The relative abundance of each bacterium is calculated by the number of a certain bacterium in a certain sample/the total number of all the bacteria in a certain sample, and the prevalence rate of each bacterium is calculated by the number of samples containing the bacterium in the taxonomic level to which the bacterium belongs/the total number of samples.

Collapsing the obtained original ASV data, combining the same taxonomic level names to obtain relative abundance data of flora compositions at each level, and calculating prevalence according to occurrence times. The composition of the flora at the phylum, family and genus level depends on the relative abundance.
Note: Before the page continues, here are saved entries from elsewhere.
PR #996, opened 2017-12-05
Fail earlier if gke cluster fails to deploy

gochist:
Fail earlier if gke cluster fails to deploy (fixes https://github.com/samsung-cnct/kraken-lib/issues/548)

### DIFF
--- a/ansible/roles/kraken.provider/kraken.provider.gke/tasks/create-cluster.yaml
+++ b/ansible/roles/kraken.provider/kraken.provider.gke/tasks/create-cluster.yaml
@@ -9,6 +9,10 @@
   register: deployment_result
   ignore_errors: yes
 
+- name: Fail if RESOURCE_ERROR occurs when deploy cluster
+  fail: "msg='Deployment {{ cluster.name }}-k2-deployment failed with: {{ deployment_result.stderr }}'"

By testing the significance of the difference of the relative abundance of the dominant intestinal bacteria in the case group and the control group, intestinal bacteria at 4 phyla and 4 family levels are screened out to have significant difference between the groups (fig. 3). At the phylum level, actinomyceta, TM7 phylum, cyanobacteria were significantly reduced in the GDM group, while proteobacteria were significantly enriched in the GDM group, see (a) in fig. 3. At the family level, bifidobacteriaceae, toona, streptococcaceae were significantly reduced in the GDM group, while veillonellaceae appeared significantly enriched, see (b) in fig. 3.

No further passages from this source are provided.